Discussion
A CAF affects communication between one of the coronary arteries and a
cardiac chamber or vein. CAFs are present in 0.2% of patients
undergoing diagnostic cardiac catheterization. (8)
The right and left coronary arteries are involved in 55 and 35% of
cases, respectively, with involvement of both vessels in just 5% of
cases. (2) The arteries serve as a shunt between the coronary system and
the cardiac chamber into which they drain. The most common drainage
sites are at the right ventricle ventricular fistulae and are
exceedingly rare with the incidence being reported as 1.2% of all
coronary artery fistulae. (9) Large shunts may present with pulmonary
edema, pulmonary hypertension, infective endocarditis, rupture, or
thrombosis of the fistula, and associated arterial aneurysm or
myocardial ischemia distal to the fistula (‘myocardial steal
phenomenon’.) (9)
There are several possible reasons why CAF cannot be visualized directly
using transthoracic echocardiography. The CAF may be distally positioned
in the coronary circulation, and could be of smaller caliber. This can
make them much more difficult to detect, particularly during ventricular
systole. However, it is possible to visualize them with contrast when a
higher MI (Mechanical Index) is used. This supports visualization of
both the myocardial tissue and the contrast agent simultaneously.

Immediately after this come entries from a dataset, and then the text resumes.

Issue #28985, opened 2017-09-12
Encryption 9.1.6 > 10.0.2 default module enabled


voroyam:
### Steps to reproduce
1. Install ownCloud 9.1.6 
2. enable default encryption module
3. Upgrade to 10.0.2

### Expected behaviour
User specific key enabled, no drop down menu to choose master key encryption

### Actual behaviour
Drop down menu, for users to choose the different encryption modes.

PVince81:
@sharidas please have a look. If any of the modes was already active when upgrading, the oc_appconfig keys need to be set appropriately to make sure the UI doesn't appear any more.

PVince81:
@davitol can you test that the workaround works: basically the admin should select whatever mode they already selected in the past. We'll add an entry in the release notes.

The safety of contrast agents (including SonoVue) has been reported
previously. It has been used safely during septal ablation in patients
with hypertrophic obstructive cardiomyopathy (14). These agents have a
good safety profile for use in both cardiac and abdominal ultrasound
applications. The incidence of severe adverse reactions to ultrasound
contrast agents is no greater, and may be lower than that reported for
the contrast agents commonly used in other cardiac imaging tests. (8)

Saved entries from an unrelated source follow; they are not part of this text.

PR #28989, opened 2017-09-13
Rationalize integration test use traits and resetAppConfigs

phil-davis:
## Description
1) Put the traits in a flat "tree" under BasicStructure.
2) ``use BasicStructure`` from each "top-level" suite context.
3) require ``bootstrap.php`` for "top-level" suite contexts that need TestHelpers (that make it autoload the TestHelpers if the suite is run by itself)
4) make ``resetCommonSharingAppConfigs()`` that can set the sharing settings that every suite wants as a basic starting point.
5) adjust ``resetAppConfigs()`` in each "top-level" suite context so that it calls ``resetCommonSharingAppConfigs()`` and then also sets up any other sharing etc configs that it cares about.

## Motivation and Context
1) The "use" traits in the integration tests are used in a loop. (I will make a diagram of the current structure...)
2) Some integration tests suites give failures when run standalone, because their individual ``resetAppConfigs()`` does not really make all the settings they need.
3) The branching of the "use" traits is confusing.

## How Has This Been Tested?
Run test runs on Jenkins with each of the suites individually (cutting down behat.yml) to demonstrate that each suite will run on its own.

## Types of changes

## Checklist:

### DIFF
--- a/tests/integration/features/bootstrap/BasicStructure.php
+++ b/tests/integration/features/bootstrap/BasicStructure.php
@@ -7,12 +7,16 @@ require __DIR__ . '/../../../../lib/composer/autoload.php';
 
 trait BasicStructure {
 
+	use AppConfiguration;
 	use Auth;
-	use Trashbin;
 	use Checksums;
 	use Comments;
 	use MailTool;
+	use Provisioning;
+	use Sharing;
 	use Tags;
+	use Trashbin;
+	use WebDav;
 
 	/** @var string */
 	private $currentUser = '';
--- a/tests/integration/features/bootstrap/CapabilitiesContext.php
+++ b/tests/integration/features/bootstrap/CapabilitiesContext.php
@@ -11,7 +11,6 @@ require __DIR__ . '/../../../../lib/composer/autoload.php';
 class CapabilitiesContext implements Context, SnippetAcceptingContext {
 
 	use BasicStructure;
-	use AppConfiguration;
 
 	/**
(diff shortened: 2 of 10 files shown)


individual-it (approved):
LGTM
🎉 for getting rid of the trait loop

phil-davis:
Here is the map of the way the traits are used by each other and the main *Context code:
owncloudintegrationtestsusetraits

SergioBertolinSG:
@phil-davis yes, just grew. What is the new structure after this PR?

phil-davis:
Just a 1-level tree - BasicStructure does a ``use`` of everything else. And each of the 4 top-level Context files does ``use BasicStructure``

Previously they were all getting mostly everything included anyway, because they started at some point in the loop and the ``use`` inside ``use`` went right through the loop anyway.

It would be possible to just put a subset of ``use`` statements in each top-level Context file, for just the methods/step definitions that are really needed by that Context. But I am not sure that there is any real benefit in taking the time to find the minimal set for each top-level Context.

phil-davis:
@SergioBertolinSG are you happy with this? Or any other comment?

SergioBertolinSG:
PLease run this tests using the parameters which are not used in jenkins. (OC_TEST_ALT_HOME, OC_TEST_ENCRYPTION_ENABLED at least).

phil-davis:
Those tests all work.

phil-davis:
Backport stable10 #29003

PR #28990, opened 2017-09-13
check trashbin after deletion in UI tests

individual-it:
## Description
when deleting files in the test the trashbin should be checked to see if it works correctly

## Related Issue
https://github.com/owncloud/QA/issues/437

## Motivation and Context
more tests leads to less bugs
The [Simplified Smoke Test](https://github.com/owncloud/QA/blob/master/Server/Test_Plan_Simplified_Smoke_Test.md) requires to check the trashbin

## How Has This Been Tested?
run tests locally

## Types of changes

- [ ] Bug fix (non-breaking change which fixes an issue)
- [x] New feature (non-breaking change which adds functionality)
- [ ] Breaking change (fix or feature that would cause existing functionality to change)

## Checklist:

- [x] My code follows the code style of this project.
- [ ] My change requires a change to the documentation.
- [ ] I have updated the documentation accordingly.
- [x] I have read the **CONTRIBUTING** document.
- [x] I have added tests to cover my changes.
- [x] All new and existing tests passed.

PR #28995, opened 2017-09-13
[stable10] check trashbin after deletion in UI tests

individual-it:
backport to stable10 of #28990


phil-davis (approved):

phil-davis:
This is expansion of automated smoke-testing, so that is why it qualifies for backport now to end up in 10.0.3

PR #29002, opened 2017-09-14
Remove encryption from unignored gitignore list

phil-davis:
## Description
``encryption`` is a separate app nowadays. It is not still in the ``core`` repo. So make sure it is ignored in the ``.gitignore`` list. (i.e. remove it from being "unignored").

While I am at it, sort the list into strict alphabetical order so it is easily verified to be the same as the list of folders at https://github.com/owncloud/core/tree/master/apps

## Motivation and Context
When I clone the ``encryption`` app into the ``core/apps`` folder of a dev environment, ``git`` thinks they are added files for the next commit.

## How Has This Been Tested?
See that ``git`` does ignore the ``encryption`` app files after this change.

## Types of changes

## Checklist:

### DIFF
--- a/.gitignore
+++ b/.gitignore
@@ -14,9 +14,8 @@
 !/apps/comments
 !/apps/dav
 !/apps/files
-!/apps/federation
 !/apps/federatedfilesharing
-!/apps/encryption
+!/apps/federation
 !/apps/files_external
 !/apps/files_sharing
 !/apps/files_trashbin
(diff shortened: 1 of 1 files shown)


individual-it (approved):

phil-davis:
Note: as @PVince81 has pointed out, ``encryption`` is still bundled in ``stable10`` - so this fix is only needed in master for future releases 10.1... no need for backporting.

Previously, CAF have been diagnosed with aortography, (10) coronary
angiography, (11) and coronary CT. (13) Although there has been a case
of color Doppler assessment of a CAF, (12) we cannot readily confirm
them with echocardiography. In this study, we employed a new and simple
diagnostic approach for CAF using a contrast agent. This assisted with
the diagnosis, because it clarifies typical turbulence flow, as it
appears in the left ventricle. The use of intraprocedural contrast
echocardiography results in an improved procedure and thereby patient
outcomes, by shortening the procedure and fluoroscopy time. Contrast
echocardiography at the time of aortography proves extremely valuable in
both opacifying the coronary arteries and determining which chambers the
fistula connects to.
The value of localizing the site of drainage of the fistula is high to
the interventional cardiologist, when attempting to close it.